PROMPT: Copy out each line featuring the string "several" from the entries beneath.

DATA RECORDS:
▼

PR #17, opened 2021-02-01
Some nits and fixes to help with the source map pr

cd1m0:
This PR does several things:

 - Fix source mapping bug due to bad ordering of children of FunctionDeinition (OverrideSpecifier was out of order).
 - Fix source mapping off-by-one bug in ForStatement due to removal of semicolon;
 - Fix writing logic to not emit extra parenthesis around top-level expressions (allows for reproducible repeated writes); 
 - Add WIP test for source mappings
 
 There is more work to make that test run cleanly, but I think its useful as it already helped me find 2 bugs. To get it fully working we need to:
 
  - fix the source-map of any node that has a StructuredDocumentation child to NOT include that child in its source map
  - fix remaining off-by-one issues


src/ast/writing/ast_mapping.ts
```diff
@@ -191,333 +221,393 @@ class LiteralWriter implements ASTNodeWriter {
...
+class ForStatementWriter extends CompoundStatementWriter<ForStatement> {
+    writeInt(node: ForStatement, writer: ASTWriter): SrcDesc {
+        return writer.desc(
+            "for (",
+            ...(node.vInitializationExpression === undefined
+                ? ["; "]
+                : [node.vInitializationExpression, " "]),
+            node.vCondition,
+            "; ",
+            node.vLoopExpression,
```
blitz-1306, line 550: I believer these two are also [optional](https://github.com/ConsenSys/solc-typed-ast/blob/master/test/samples/solidity/statements/for_050.sourced.sol#L82).

src/ast/writing/writer.ts
```diff
@@ -1,14 +1,61 @@
...
+    /**
+     * Add the node to the descrioption generated by `writeInt`, any additional 'wrappings' and return it. Usually `write` is responsible
+     * for adding semicolons and documentation, since these are not generally part of source mappings.
+     *
+     * For example given this source:
+     * `a = 1;`
+     *
+     * `ExpressionStatement.writeInt` would return the following desc:
+     *
+     * [[Assignment#3, [[Identifier#1, ["a"]], " = ", [Literal#2, ["1"]] ]]]
```
blitz-1306, line 47: The most concerning part here is the amount of object allocations for the deeply nested trees. Unsure how much memory it will consume.

test/integration/sol-ast-compile/writing_compiles.spec.ts
```diff
@@ -0,0 +1,79 @@
...
+        it("Exit code is valid", () => {
+            expect(exitCode).toEqual(0);
+        });
+
+        it("STDERR is empty", () => {
+            expect(errData).toContain("");
+        });
+
+        it("STDOUT produces correct bytecode", () => {
+            fse.writeFileSync("tmp.sol", outData, { encoding: "utf8" });
```
blitz-1306, line 67: This can be done in async fashion, so we better to not lock tests. Also, I guess we can jus compile from STDIN instead with using `--raw`. Would be cool.

blitz-1306 (commented):
Overall, I like the flexibility. However, there are few points that we better discuss first:
- Memory usage and amount of the object allocations.
- I guess API interface may be cleaner.
- The bytecode acceptance test (I like the idea, but we can go with a bit different implementation).

Lets think about it a bit more and discuss properly.

src/ast/writing/ast_mapping.ts
cd1m0: The `writer.desc()` function supports optional arguments (i.e. undefined and null)

cd1m0: This one got a special case just cause I wanted to write "; " instead of "" when its omitted.

src/ast/writing/writer.ts
cd1m0: Its true that compared to the other scheme we are allocating a lot of small arrays here. On the other hand we are omitting the string scanning that was done in ASTSourceMapComputer before, and getting more precise and fine-grained results. So we are trading memory for speed and precision. Perhaps we need to add some memory profiling to track how much each stage consumes?

test/integration/sol-ast-compile/writing_compiles.spec.ts
cd1m0: Yeah, that test is kinda hacky, and I added it just to help my development. If you don't like it, we can remove it, or feel free to do any changes to it? Originally I tried extracting the bytecodes and comparing them. However as it turned out they weren't exactly the same. I didn't have time to debug and understand whats wrong, so I just changed the test to just make sure it compiles. The string is out-of-date - will fix

cd1m0: I don't know how to pipe input into a node.js child process to get it working with `--stdin`. Could you fix it @blitz-1306 ?

cd1m0:
I got the PR to the point where the only cases where we differ from the solc ast maps are:

 - when there is StructuredDocumentation. There is inconsistent handling of comments in the solc ast between `/*** ***/` and `///`. This offsets the written code from the original code by several characters. Note that the source fragments still align - they are just 1-2 characters off
 - `payable` typenames. Solc source maps include a parenthesis, ours don't. Likely a bug in solc
 - function typename variable defs. Solc's source maps **incorrectly** include the variable name in the source map of the type name
 - some nodes that don't have any corresponding text are not even added to our source map.
 
Given that most of the cases where we don't align are related to solc bugs, I'm pretty happy with this now.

▲

WRITTEN ANSWER:
This PR does several things:
 - when there is StructuredDocumentation. There is inconsistent handling of comments in the solc ast between `/*** ***/` and `///`. This offsets the written code from the original code by several characters. Note that the source fragments still align - they are just 1-2 characters off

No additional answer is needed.